Chapter Five discusses the intratemporal relationship of The Knight’s Tale to Two Noble Kinsmen, Davenant’s The Rivals, Lydgate’s The Siege of Thebes, and Dryden’s Palamon and Arcite. Two Noble Kinsmen incorporates the holiday world of The Miller’s Tale back into The Knight’s where it is only imperfectly contained. Davenant can be seen to swerve in and out of Fletcher and Shakespeare and Lydgate and Chaucer to tell the story of legitimate royal succession. His choice of Lydgatean names, however, cues the memory of noble annihilation and revolution yet to come. Only by diverting the course of Theban history and the end of The Knight’s Tale can Davenant stave off complete disaster but for him and for all the other authors (even including his ‘successor’ Dryden), political and literary lineage and are no more than staged manoeuvres. Poetic and royal lines of succession lack distinction.
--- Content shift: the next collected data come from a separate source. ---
Issue #1035, opened 2025-08-27
[CI] Integrated with cargo trusted publishing, release-plz


jlizen:
Crates.io now supports trusted publishing: https://crates.io/docs/trusted-publishing

We should use it as it no longer involves generating api tokens that are individually owned. Better to deploy via CI using repo trust relationship. It also gives our users confidence that what is in crates.io is what is in github.

We probably should use release-plz rather than a naked cargo publish like in the crates.io doc:
https://github.com/release-plz/release-plz

Sample usage:
- https://github.com/async-profiler/rust-agent/blob/main/.github/workflows/release.yml

bnusunny:
Agreed

jlizen:
More `release-plz` usage examples:
- https://github.com/awslabs/metrique/blob/main/release-plz.toml
- https://github.com/awslabs/metrique/blob/main/.github/workflows/release.yml

GradExMachina:
Closing as completed via #1083

PR #1061, opened 2025-11-18
Use release-plz for automated releases

ghost:
📬 *Issue #, if available:*

✍️ *Description of changes:*

### DIFF
--- a/.github/workflows/release-plz.yml
+++ b/.github/workflows/release-plz.yml
@@ -1,4 +1,4 @@
-name: Release-plz
+name: Publish release
 
 on:
   push:
@@ -19,17 +19,19 @@ jobs:
         uses: actions/checkout@v5
         with:
           fetch-depth: 0
-          persist-credentials: true
-          token: ${{ secrets.RELEASE_PLZ_TOKEN }}
       - &install-rust
         name: Install Rust toolchain
         uses: dtolnay/rust-toolchain@stable
+      - name: Authenticate to crates.io
+        uses: rust-lang/crates-io-auth-action@v1
+        id: auth
       - name: Run release-plz
         uses: release-plz/action@v0.5
         with:
           command: release
         env:
           GITHUB_TOKEN: ${{ secrets.RELEASE_PLZ_TOKEN }}
+          CARGO_REGISTRY_TOKEN: ${{ steps.auth.outputs.token }}
 
   release-plz-pr:
     name: Release-plz PR


.github/workflows/release-plz.yml
```diff
@@ -0,0 +1,52 @@
...
+      contents: write
+      id-token: write
+    steps:
+      - &checkout
+        name: Checkout repository
+        uses: actions/checkout@v5
+        with:
+          fetch-depth: 0
+          persist-credentials: true
+          token: ${{ secrets.RELEASE_PLZ_TOKEN }}
```
jlizen: you shouldn't need the token on this step?

.github/workflows/release-plz.yml
```diff
@@ -0,0 +1,52 @@
...
+      - &install-rust
+        name: Install Rust toolchain
+        uses: dtolnay/rust-toolchain@stable
+      - name: Run release-plz
```
jlizen, line 28: I highly recommend integrating with trusted publishing as part of this PR, which lets you do:
```
      - name: Authenticate to crates.io
        uses: rust-lang/crates-io-auth-action@v1
        id: auth
      - name: Run release-plz
        uses: release-plz/action@v0.5.102
        with:
          command: release
        env:
          GITHUB_TOKEN: ${{ secrets.GITHUB_TOKEN }}
          CARGO_REGISTRY_TOKEN: ${{ steps.auth.outputs.token }}
```

https://github.com/awslabs/aws-lambda-rust-runtime/issues/1035

release-plz.toml
```diff
@@ -0,0 +1,10 @@
+[workspace]
+semver_check = true
+git_release_enable = false
+
+[[package]]
```
jlizen, line 5: I'm not sure if this will work, I think we would need positive statements for our packages if our workspace has it set to false?

Alternative example: 
```
[[package]]
name = "metrique"
changelog_include = [
    "metrique-core",
    "metrique-macro",
    "metrique-metricsrs",
    "metrique-service-metrics",
    "metrique-timesource",
    "metrique-writer",
    "metrique-writer-core",
    "metrique-writer-format-emf",
    "metrique-writer-macro"
]
changelog_path = "./CHANGELOG.md"
git_release_enable = true
```

But worst case we can always give it a shot and fix if it doesn't work, low stakes.

release-plz.toml
```diff
@@ -0,0 +1,10 @@
+[workspace]
+semver_check = true
```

Chapter Six argues that Troilus and Cressida and The House of Fame share a distinctive soundscape that collapses the distance that normative literary history would put between them. Trojan laud becomes the tittle-tattle of Southbank stews. Both works eliminate difference between voice, sound, noise, and air. In both works, the trumpet plays a key role. Resulting from its brazen lack of valves, the trumpet blows literary repute and stinky fart with insouciant caprice. The final part of the chapter considers the crucial role of silence and name in each work. The Chaucerian narrator refuses to anchor the free-floating tidings of Troy with the authority of a Proper Name. The figure of Antenor in Troilus is his opposite: a name without a voice.
Chapter Seven discusses the composition of the cover image in relation to temporal circularity, mirror images and the phenomenology of left/right apprehension.
The Dedicatory Epistle to The Shepheardes Calendar tells us that the ‘newe
poet’ wrote with the ‘sound of ancient poets ringing in his ears’. The
Calendar’s scholarly apparatus figures Chaucer as a pastoral poetic
progenitor, aligned with Virgil. In the eclogues proper, however, precise
reference to Chaucer’s words and phrases are scarce. The most precise recall
are the lines in the February eclogue about little herdgrooms piping in
broom bushes from The House of Fame. Yet, for a reader whose ears are tuned
to Chaucerian pitch, these lines cause problems. Those little herdgrooms,
piping in their green corn, become enveloped in a musical troupe from
Chaucer’s poem that approaches cacophony; pipes become eclipsed by
unnameable noise, and the names of Tityrus and Colin Clout are comically
disfigured.
Resonance (literary tinnitus) is difficult to regulate. How
far does it extend? How do you moderate its volume and tone? If those lines
on pipers and herdgrooms ringing in the new poet’s head are not taken
directly from Chaucer at all, Chaucer is read as a Chaucerian. If they are
taken from Chaucer then Spenser may have recognised Chaucer, not as an
illustrious forebear, but as a comedy sparring partner.